▶ [About this exercise] If a line of the records holds the word "opened", copy it out.

▶ [Dataset excerpts]

PR #526, opened 2024-10-15
suggestion: Handle session expiration gracefully

cmaddox5:
Even after #520, we still need to handle errors when someone has Screenplay open during a deploy. I think this can best be handled by looking for `api` in the previous path and returning a 403 instead of a redirect. This allows us to throw/catch an exception on the client and display a modal letting the user know they need to refresh the page. 

Screenshot 2024-10-15 at 1 51 35 PM


lib/screenplay_web/auth_manager/error_handler.ex
```diff
@@ -9,8 +9,12 @@ defmodule ScreenplayWeb.AuthManager.ErrorHandler do
 
   @impl Guardian.Plug.ErrorHandler
   def auth_error(conn, error, _opts) do
-    auth_params = auth_params_for_error(error)
-    Phoenix.Controller.redirect(conn, to: ~p"/auth/keycloak?#{auth_params}")
+    if Plug.Conn.get_session(conn, :previous_path) =~ "api" do
```
digitalcora, line 12: Shouldn't we be looking at the _current_ request path rather than the previous one? I'm surprised we set a "previous path" for API requests at all — I'd expect that value to always be some browser-navigable route.

assets/js/components/Dashboard/Dashboard.tsx
```diff
@@ -52,23 +55,35 @@ const Dashboard: ComponentType = () => {
...
+              alerts: newAlerts,
+              allAPIAlertIds: allAPIalertIds,
+              screensByAlertMap: screensByAlertMap,
+            });
+          },
+        )
+        .catch((response: Response) => {
+          if (response.status === 403) {
+            setIsAlertsIntervalRunning(false);
+            setShowModal(true);
```
digitalcora, line 79: It seems we'd only show this modal if, specifically, a background alerts request fails. How is the experience if some other kind of "foreground" request fails? Should we try to integrate this into all instances where we fetch data from the server?

lib/screenplay_web/auth_manager/error_handler.ex
cmaddox5: I think the main reason for holding onto the previous path is for the sake of auth redirects. When you log in to Keycloak, you're temporarily not at the URL you want to be at so we help the user get there by holding on to their original request path. I used it here just in case it landed in this function from a Keycloak request. Because `save_previous_path/2` is part of the request pipeline, it would be the same URL regardless of where the error surfaced.

assets/js/components/Dashboard/Dashboard.tsx
cmaddox5: Because this task was already kind of scope creep-y, I focused specifically on what I knew to be the problem we see in Sentry.

You do raise a good point though. We've had a habit of assuming a request will be successful so we unintentionally fail silently in some areas. For example, I hardcoded a 500 for the `Associate with alert` page and the only indicator that something went wrong is that the table is empty. Because this would be a bigger task, I'll get it added to the backlog for us to talk about in the future.

lib/screenplay_web/auth_manager/error_handler.ex
digitalcora: I think we should check the current request path in any case, given that sometimes we may not have a previous path or it may be a non-API page path (like for the first API request that happens after doing a full page load). "If current path is `api` _or_ previous path is `api`" in other words.

assets/js/components/Dashboard/Dashboard.tsx
digitalcora: Did you end up writing this task? (sorry for letting this review drop off)

cmaddox5: Just wrote it up [here](https://app.asana.com/0/1185117109217422/1208769995914082/f).

digitalcora (approved):
This is a good improvement to the UX as-is, so let's :shipit:

PR #529, opened 2024-10-17
feat: Elevator Screens

cmaddox5:
Now that we can make elevator screens, we need to make them work in Screenplay. This involves a few things:

- Adding a way to determine `stop_id` in `Builder`. Did this with a `/facilities` lookup
- Correcting the ID in some existing client code (was added a long time ago but we guessed ID incorrectly)
- Add styles so `iframe`s display correctly

Deploying this to dev-green so it can be seen in a deployed environment.

---
  - https://app.asana.com/0/0/1208310396563617


lib/screenplay/places/builder.ex
```diff
@@ -228,6 +234,11 @@ defmodule Screenplay.Places.Builder do
     stop_id
   end
 
+  defp get_stop_id({_id, %{app_params: %Elevator{elevator_id: elevator_id}}}) do
+    {:ok, facility} = @facilities_mod.fetch(elevator_id)
+    get_in(facility, ~w[relationships stop data id])
```
digitalcora, line 239: Is this allowed to return `nil`? If not, we should fetch the field in some other way or guard against it — `get_in` returns `nil` if any part of the path doesn't exist.

One way to do this would be destructuring:

```elixir
%{"relationships" => %{"stop" => %{"data" => %{"id" => stop_id}}}} = facility
stop_id
```

test/fixtures/builder/screens_config.json
```diff
@@ -345,7 +345,7 @@
           "medium_asset_path": "images/bus-shelter/survey/10413-weld-sb-medium.png"
         }
       },
-      "vendor": "lg-mri",
+      "vendor": "lg_mri",
```
digitalcora, line 348: This is now already fixed on `main`; it should disappear with a rebase.

lib/screenplay/places/builder.ex
cmaddox5: Good catch. I neglected to think about bad data/errors occurrence in the fetch.

assets/js/components/Dashboard/PlaceRowAccordion.tsx
```diff
@@ -23,11 +23,12 @@ type ScreenGroup = {
 
 const groupScreens = (screens: Screen[]): ScreenGroup[] => {
   const inlineScreens = screens.filter((screen) =>
-    ["busway_v2", "solari"].includes(screen.type),
+    ["busway_v2", "solari", "elevator_v2"].includes(screen.type),
```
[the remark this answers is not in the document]
cmaddox5: Going the flexbox route should be easy. Just need to add `flex-wrap`. Wondering if it would be helpful to group screens of the same type into each inlined group. Without it, two sections and two elevator screens leads to 3 screens in one row and one in another. Grouping first would split them evenly. What do you think?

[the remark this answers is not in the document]
digitalcora: I think screens of the same type should be grouped, yes. It feels like an oversight that they aren't (maybe we only had one "inline" screen type at first).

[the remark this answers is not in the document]
cmaddox5: Yeah only Solari/Sectionals were inline before this. Fixed them up so they are grouped by type.

assets/js/components/Dashboard/PlaceRowAccordion.tsx
```diff
@@ -15,20 +15,22 @@ import ScreenDetail from "Components/ScreenDetail";
 import { sortScreens } from "../../util";
 import { useUpdateAnimation } from "Hooks/useUpdateAnimation";
 import classNames from "classnames";
+import _ from "lodash";
```
digitalcora, line 18: I thought we were using `lodash/fp`?

digitalcora (approved):
One comment, looks good otherwise!

assets/js/components/Dashboard/PlaceRowAccordion.tsx
cmaddox5: Ahh yes thank you. (Although I dislike how bad it is at inferring types 😅)

digitalcora: I agree this is a notable downside of FP and maybe something we should have considered (if we'd had a better sense for it at the time) in our conversations about which "utility library" to use. I tend to avoid Lodash entirely and use vanilla JS where feasible, since built-in classes and functions have generally excellent types (except for you, `JSON.parse`, you're not invited to the party).

PR #536, opened 2024-10-22
chore: Fake Watts Client

cmaddox5:
I got annoyed by not being able to create PA messages locally without running Watts. For local dev, we don't care what the text sounds like so just going to return a static mp3 instead.


lib/screenplay/watts/client.ex
```diff
@@ -41,3 +49,26 @@ defmodule Screenplay.Watts do
...
+  @behaviour Screenplay.Watts.ClientBehaviour
+
+  @impl true
+  # sobelow_skip ["Traversal.FileModule"]
+  def fetch_tts(_) do
+    path = Path.join(:code.priv_dir(:screenplay), "static.mp3")
+
+    case File.read(path) do
+      {:ok, file} ->
+        {:ok, Jason.decode!(file)}
```
panentheos, line 67: This `Jason.decode!` doesn't seem right

cmaddox5: Thank you. Muscle memory kicked in.

panentheos (approved):
Looks good, tested locally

▶ [Result of the exercise]
PR #526, opened 2024-10-15
PR #529, opened 2024-10-17
PR #536, opened 2024-10-22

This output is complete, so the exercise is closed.